Two weeks after the accident.

So she has her 10th birthday in the hospital for severe brain injury?

Yes.

So they’re worried about her eye, the optic nerve getting severed.  What else are they worried about as she starts to wake up in the hospital for severe brain injury?

Swallowing was the issue.  She could talk one word answers and, the swallowing was what we were worried about.  So we actually had to have her do a swallow study before they’d let her eat anything.  We couldn’t let her eat for another couple of days so they had the feeding tube actually in her for like, I want to say a week and a half just because there was no desire to eat.  She had no desire to eat.  That brain function wasn’t there – that hunger was knocking on the door and she couldn’t prioritize it.

She lost a lot of weight in the hospital for severe brain injury?

Yes. She had like a little layer of baby fat to her but she was a healthy kid, not overweight by any means, but when she got done in the hospital she was quite thin.  Everything was thin.

Is she starting to show any dysfunction at this point in the hospital for severe brain injury?

Not much to do when you’re laying in a hospital bed, you know, just answering questions.  She never really started the processing of different situations and how to get from Point A to Point B and things like that.  The neurologist had come in and checked her sitting up, her reflexes and physical therapist came in just to try to see if we could get her in a wheelchair in a sitting position and if she could tolerate that and she did.

Is she moving her extremities fine?

Yes, as far as I knew they were fine.  She was all crunched over and kind of on one side and I just figured it was probably from the whiplash sensation, she was probably really sore.  She was hooked up to, I don’t know what I said, 8 or 12 IVs and she had machines everywhere and they started unhooking one by one by one and took the femoral line out.  That was a good sign when I started seeing all those unhooked.

Femoral line meaning in the leg? 

Right.

Did she have a feeding tube in the stomach while in the hospital for severe brain injury?

It was nasal.  Nasal tube.

Was she getting any nutrition to speak of?

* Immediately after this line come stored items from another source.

PR #198, opened 2021-12-20
BOZ: +function to resolve as int

raehik:


raehik:
This targets most of [Vars.BozConstant](https://github.com/camfort/fortran-vars/blob/8e5e71268dcdeddb1f6ad992a1a8e885c95091b3/src/Language/Fortran/Vars/BozConstant.hs). The other functions in there are to do with evaluation and value type coercion (putting a Haskell `Integer` into a Fortran `INT(x)`), which are handled elsewhere in my ongoing type analysis.

PR #202, opened 2022-01-05
lex tabs as 4 spaces in fixed form

raehik:
Unsure about this. Might impact span positions in an unexpected way. Breaks a property test which needs rejigging with the new tab behaviour plugged (can't just look for 6 space prefix, we need to check for 1-tab-1, tab-2, 2-tab as well as 6)


raehik:
Dud change. I think I'll throw this away, it's almost entirely a UX thing which we can solve (less ideally) by instructing people to check for accidental tabs in their file. (This was triggered by learning that Notepad++ will insert tabs for Fortran indents, and makes it hard to change this setting.)

Issue #203, opened 2022-01-06
Copying prior to pass-by-reference triggered by parentheses, which we ignore.


dorchard:
This Tweet alerted me to something in Fortran that I was not aware of:
https://twitter.com/fortrantip/status/1479071485859962880

If an argument is passed to a subroutine/function that is a variable wrapped in parentheses, then a copy of the value is taken before applying pass-by-reference:

            module m
              implicit none
              contains
                subroutine double(i, i2)
                  integer :: i
                  integer :: i2
                  intent(in) :: i
                  intent(out) :: i2
                  print *, "incoming double, i = ", i
                  i2 = 2*i
                  print *, "outgoing double, i = ", i
                end subroutine double
            end module m
            
            program copy
              use m
              implicit none
              integer :: j, z
              j=3
              call double(j, j)
              print *, "(1b) in main, j = ", j
            
              call double((j), j)
              print *, "(2) in main, j = ", j
            
            end program copy

We have a problem with this as our parser strips away extra parentheses:
https://github.com/camfort/fortran-src/blob/master/src/Language/Fortran/Parser/Fortran90.y#L1027
However, this appears to be valid Fortran 90 code. I haven't been able to pin down when this was introduced into the language, but we should certainly do something about this!

raehik:
Interesting. I certainly have some misconceptions about binders to variables, I'm fuzzy on rules around temporaries and dummys (are they the same?).

I don't like it, but I can't think of anything other than an `ExpBracket Expression` constructor for parsing. A post-parse pass would remove them, and annotate some constructors (or change them to a different one) where required. More concretely, we could do:

```haskell
{-# LANGUAGE DataKinds #-}
data Expression = ExpValue (p :: Polarity) | ExpBracket Expression | ... -- only ExpValue has polarity
data Polarity = DirectValue | IndirectExpression

-- parser always parses @ExpValue 'DirectValue@, and parses brackets explicitly as @ExpBracket e@

collapseBrackets :: AST -> AST
-- * rewrite @ExpBracket (e :: ExpValue 'DirectValue)@ to @ExpValue 'IndirectExpression@
-- * remove all other @ExpBracket@s -- so none in AST after pass
```

[...]

PR #204, opened 2022-01-11
Parse bracketed plain vars in a function call specially e.g. `call((a), a)`

raehik:
Targets #203 .

Based on the following tweet and referenced material

    call double((i), i)

has potentially different meaning to, and should be parsed differently
from

    call double(i, i)

As I understand, variables may be used as expressions in two ways:
either directly, as a value access, or indirectly, as an expression to
be evaluated. I add a new Expression constructor for the latter, throw
some hopefully-overriding parser rules in and hope for the best.

https://twitter.com/fortrantip/status/1479071485859962880


raehik:
@dorchard Seems I get away with S/R conflicts by simply adding an "override" case to `EXPRESSION` parser rules, without refactoring. This change would mean adding another case for all `Expression` pattern matches, which should almost always be treated the same way as an `ExpValue (ValVariable name)`.

I wonder if I should instead move this to `Argument`. Make an `Either ExpValSpecial Expression` type and use it in `Argument`. Then the changes are limited to the `call` context only, and don't muddy the AST. Thinking about it I've now become fairly certain that's better, I didn't catch that `Argument` existed. Will try.

raehik:
It looks like we get away with it in all parsers. I need to add some explicit tests, and think about how we handle the new case of "variable as expression" in analyses. Should be in the dataflow analysis.

raehik:
Note: This introduces 2 shift/reduce conflicts in each parser (expected).

raehik:
Merging the parser change & addressing behaviour (special behaviour with aliasing in certain functions) in another PR.

PR #205, opened 2022-01-31
restructure parsers, various refactoring

raehik:
I needed to shift some parser code around for benchmarking, so I could configure everything nicely. I took the chance to do a small rewrite I'd wanted to do for a while. The main changes:

  * User-facing parsers are exposed in a new `Language.Fortran.Parser` module. This means a single place for various shared parsing decisions/documentation: transformations, initialization, common configurations for parsers.
    * This also unwinds some awkward dependency cycles. Parsers now have minimal dependencies, and won't constantly rebuild with changes to unrelated code.
  * Happy parser modules now expose only their parsers. All shared code is moved to various common modules.
  * `data Transformation` has been removed. Transformations are now plain functions with a concrete type and passed around as such.
  * Code deduplication, documenting unusual behaviours.

I also made a bunch of language extensions default. Nothing that can change behaviour. My criteria was one of:

  * constantly used (BangPatterns, TupleSections)
  * deriving-related
  * should be default anyway (FlexibleX, MPTC)

Things that may warrant discussion:

  * [ ] I renamed various modules for clarity. Things like `ParserMonad` to `Parser.Monad`, grouping parsers with their lexer under `Parser.Fixed.*`, `Parser.Free.*`. Is this OK? (I figured there are enough breaking changes to go all in.)
  * [ ] Speaking of breaking changes, we could make a bunch of shim modules to retain some backwards compatibility. I'm not certain of the value, though. `ParserMonad` had long kept too much unrelated code together, so this becomes a useful opportunity to require changing it.


raehik:
Merging. Briefly gone over with @dorchard and we can tinker further before a release as needed.

PR #1129, opened 2024-01-17
Chg: Changed the maximum automatic rewind length from 256 to 126

VAIBHAVJINDAL3012:
# Description
Have changed the automatic rewind length in the situation of checkpoint or milestone mismatch 
from 256 to 126 as we have TriesInMemory size of 128. Keeping it 256 could have unexpected output.


temaniarpit27:
Closing as this change has been picked in v1.2.4-beta-candidate and will be back merged to develop

PR #1149, opened 2024-01-29
fix: bootnode

anshalshukla:
# Description

This fixes the bootnodes issue due to which the port mapping was getting done properly. Added a helper function to export the logic from bootnodes binary, this won't require any update on bootnodes flag function incase there is a change from upstream.

# Changes

# Checklist

- [X] I have added at least 2 reviewer or the whole pos-v1 team
- [X] I have added sufficient documentation in code
- [X] I will be resolving comments - if any - by pushing each fix in a separate commit and linking the commit hash in the comment reply
- [X] Created a task in Jira and informed the team for implementation in Erigon client (if applicable)

## Testing

- [ ] I have added unit tests
- [X] I have tested this code manually on local environment

### Manual tests

I tried connecting two nodes using the bootnode.

### DIFF
--- a/cmd/bootnode/main.go
+++ b/cmd/bootnode/main.go
@@ -15,7 +15,8 @@
 // along with go-ethereum. If not, see <http://www.gnu.org/licenses/>.
 
 // bootnode runs a bootstrap node for the Ethereum Discovery Protocol.
-package main
+// Keep package as bootnode during upstram merge.
+package bootnode
 
 import (
 	"crypto/ecdsa"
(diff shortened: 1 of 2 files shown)


cmd/bootnode/main.go
```diff
@@ -15,7 +15,8 @@
 // along with go-ethereum. If not, see <http://www.gnu.org/licenses/>.
 
 // bootnode runs a bootstrap node for the Ethereum Discovery Protocol.
-package main
+// Keep package as bootnode during upstram merge.
+package bootnode
```
marcello33, line 19: Why is this enforced?

marcello33:
Can you please spend a few words about the changes in the PR description?
Thanks

0xsharma (approved):
LGTM !

cmd/bootnode/main.go
anshalshukla: I am trying to import functions from this module, we don't use a different bootnode binary like in case of geth.

marcello33 (approved):

PR #1243, opened 2024-05-07
eth: explicitly commented the code were bor could get into snap-sync mode

pratikspatil024:
# Description

In the [recent upstream](https://github.com/maticnetwork/bor/releases/tag/v1.3.0-beta-2), [this PR](https://github.com/ethereum/go-ethereum/pull/28171) was included. As a result of that we observed that node went into snap sync mode. We do not support snap sync at the moment, so in this PR, I have explicitly commented the code were bor could get into snap-sync mode.

***Please note that that geth PR is important one when running a PBSS node, so in the future, we will have to find a workaround for the scenarios where the associated head state is missing in PBSS.***

# Changes

# Breaking changes

# Nodes audience

# Checklist

# Cross repository changes

    - In case link the PR here:
    - In case link the PR here:

## Testing

- [ ] I have added unit tests

### Manual tests

# Additional comments

### DIFF
--- a/eth/sync.go
+++ b/eth/sync.go
@@ -200,22 +200,29 @@ func peerToSyncOp(mode downloader.SyncMode, p *eth.Peer) *chainSyncOp {
 }
 
 func (cs *chainSyncer) modeAndLocalHead() (downloader.SyncMode, *big.Int) {
-	// If we're in snap sync mode, return that directly
-	if cs.handler.snapSync.Load() {
-		block := cs.handler.chain.CurrentSnapBlock()
-		td := cs.handler.chain.GetTd(block.Hash(), block.Number.Uint64())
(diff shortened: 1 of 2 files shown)


cffls (approved):

eth/sync.go
```diff
@@ -216,15 +216,20 @@ func (cs *chainSyncer) modeAndLocalHead() (downloader.SyncMode, *big.Int) {
 			return downloader.SnapSync, td
```
manav2401, line 216: We still can go to snap sync in this case, right? I think this was the reason due to which we commented it earlier. Can we just return `downloader.FullSync, td` right away in the beginning?

manav2401 (approved):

Well, what they were afraid of was that if they would have left her on for two weeks –  I guess there’s a measurement of time that the feeding tube is insignificant, that they would have to do something different, probably a direct stomach line then.  But we just started introducing her to things a little bit by little bit, you know different foods and they decided to pull the line and, uh, they tried simple things like applesauce.

When did the swelling in the eyes go down enough so that you can begin, she can begin to see?

Whew, that was about three weeks and they actually sewed the eye shut.  Just the left.

At what point did they do that?

It was the first weekend that, my son had come down.  He hadn’t seen her.  And unfortunately it’s just like this red piece of rubber with, to pad the eyelid where the suture came through and of course it looked very scary to him and he hadn’t seen her and he knew what was going on but obviously you can never prepare yourself so it was quite frightening for him.

She looking relatively good at this point as far as what she looked like right after the accident in the hospital for severe brain injury?

Oh yes.  You know, the swelling was going down, the neck was coming back into shape, the ears were fine, you know, they weren’t puffy.  Her balance was a little questionable yet but she got up and went to the door to answer the door when they came to wish her a happy birthday in hospital.

So how long after her accident?

Two weeks.

 

And so she answers the door even though she can’t see?

Out of that eye, yeah, the other right eye’s open.

When did the right eye open?

Oh, it was about seven days after the accident.

So when she first wakes up she’s essentially blind. Could she see light from the beginning when she woke up?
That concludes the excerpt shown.